President Trump has so far been a remarkably successful foreign-policy president. His success lies in his ability to identify America’s national interest clearly and pursue it without regard to outdated ideological investments.
He recognized that China is a strategic economic threat and not a partner in prosperity. He killed an Iranian commander whose life’s work was the exportation of war and terror—Qasem Soleimani—but he refused to order retaliatory strikes against Iran for the downing of a U.S. surveillance drone when he was told they might cost the lives of 150 Iranian troops. Although perfectionist doves loathe the use of any force whatsoever, Trump’s actions were maximally antiwar as well as pro-American: he eliminated an exporter of war and sent a resounding message to the murderer’s masters, but he did not engage in needless killing in the service of ideology or pride. He drew the right lines.
The president’s bold diplomacy with Pyongyang has not produced a breakthrough on the Korean peninsula as yet, but it has at least opened new possibilities, which the rigid approach of previous administrations precluded. In the Arab world, meanwhile, the president’s peace initiatives have recently paid a surprising dividend with the announcement last week that the United Arab Emirates would normalize relations with Israel. In return, Israeli Prime Minister Benjamin Netanyahu has agreed to postpone plans to annex the West Bank.
This is cold comfort to the Palestinians, who have made their feelings of betrayal by the UAE known. But realistic diplomacy is not about making everyone happy—it’s about pursuing stability, and the deal between Israel and the UAE brokered by the Trump administration is a significant advance in that direction.

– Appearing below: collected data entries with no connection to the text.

PR #286, opened 2021-07-18
Check for actual failure or error nodes on testcase

jlamasrios:
rather than assuming the presence of any child node not named "skipped" is a failure.
Related to JENKINS-66165.

The code was assuming that testcase nodes for successful tests have no child nodes, and was only considering the case for skipped ones. However, test results may actually include system-out and system-err child nodes, for instance, and that shouldn't be taken as indicative of failure.

The old code happened to work ok because successful cases usually come with no child nodes, but that may not always work. Checking for explicit "failure" or "error" elements seems a more appropriate implementation.

This PR fixes [JENKINS-66165](https://issues.jenkins.io/browse/JENKINS-66165). 

The error can be reproduced by using PCT for genexus plugin on its currently last released version 1.11

- [x] Link to relevant issues in GitHub or Jira
- [x] Link to relevant pull requests, esp. upstream and downstream changes
- [x] Ensure you have provided tests - that demonstrates feature works or fixes the issue

### DIFF
--- a/plugins-compat-tester/src/main/java/org/jenkins/tools/test/util/ExecutedTestNamesSolver.java
+++ b/plugins-compat-tester/src/main/java/org/jenkins/tools/test/util/ExecutedTestNamesSolver.java
@@ -10,11 +10,9 @@ import java.util.List;
 import java.util.Set;
 import java.util.stream.Collectors;
 import java.util.stream.Stream;
-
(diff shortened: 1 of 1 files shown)


imonteroperez (approved):
LGTM

raul-arabaolaza (approved):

Ironically, the Middle East failures of the last two administrations readied the stage for President Trump’s success. The Iraq War launched by the Bush administration (with the support of Democrats like Joe Biden, of course) destroyed the Saddam Hussein regime that had kept a check on Iranian power. More than that, it destabilized Iraq, and ultimately Syria as well, in ways that created channels for wider Iranian influence. The Obama administration then exacerbated these conditions with the JCPOA “Iran Deal” that further loosened restraints on the Islamic Republic. Bush’s war and Obama’s idea of peace both built-up Iranian power.
The expanding reach of Tehran in turn changed strategic calculations for Gulf states like the Emirates. UAE joined Saudi Arabia in a bloody proxy war with Iran over Yemen. Now, as a more peaceful kind of balancing, UAE is strengthening its relationship with Israel, the heaviest counterweight to Iran. More choice of partners means more freedom in the tangled politics of the Persian Gulf, and UAE’s opening to Israel will also in the long run give the Emirates more room to maneuver with Saudi Arabia.
Improved relations with the United States are another obvious attraction for UAE. Israel, for its part, also has anti-Iranian coalition-building in mind, as well as finally putting an end to the now archaic and ritualized hostility of the Arab world to Israel’s very existence. For Arab autocrats the Palestinians were for decades a convenient distraction from discontents at home, a focus for moral outrage. That ploy has begun to wear thin, however, even as Israel’s neighbors find themselves increasingly compelled to devote their attention to the regional ambitions of Iran, Russia, and Turkey.
The internal and external politics of the Arab states have moved away from the disposition that had made the Palestinians so prominent.
The collapse of the Israeli left over the past two decades has altered the terms of engagement with the Arab world as well: the prospect of any generous deal for the Palestinians appears negligible, and the possibility may have been a phantom of the liberal imagination all along. But while such a possibility was at least conceivable, it encouraged the Arabs to hold out. Today everyone knows the “Two-State Solution” is a mirage, and why let a mirage stand in the way of real strategic and economic interests?
For the Arab states, the latter include carefully managing a transition away from their over-dependence on oil, in an era when spikes in petroleum prices can be offset by the increase in shale oil production by the United States. The oil states now have to live with a price ceiling that is also a limit on their political clout at home and abroad. And they have long known that their dependence on oil is a profound vulnerability, one for which there may be no cure, but that can at least be ameliorated through technological development and trade. Israel is an invaluable partner for both purposes.
What the Trump administration has done is to harness these developments for the purpose of greater peace, and if it appears that what the administration has not done is at least as important as what it has done, in considering what it has accomplished here, that is no less to the credit of the president and his team.
Had Hillary Clinton or a Republican like Mitt Romney or Jeb Bush been in the White House these past three years, the U.S. would have followed the same playbook of meddlesome and counterproductive intervention that the George W. Bush and Obama administrations employed. There would be regime change in Damascus or a vigorous ongoing attempt at one, and American policy experts would be incessantly busy with their attempts to micromanage and artificially balance the region’s powers along with the ideological baggage that smart Americans with no “skin in the game” always bring to world affairs.
Donald Trump can succeed where the others fail because he is transactional, not ideological, and he looks out for the American interest—which is peace through stability—rather than trying to bring about peace through perfection, as ideology and technocratic hubris demand.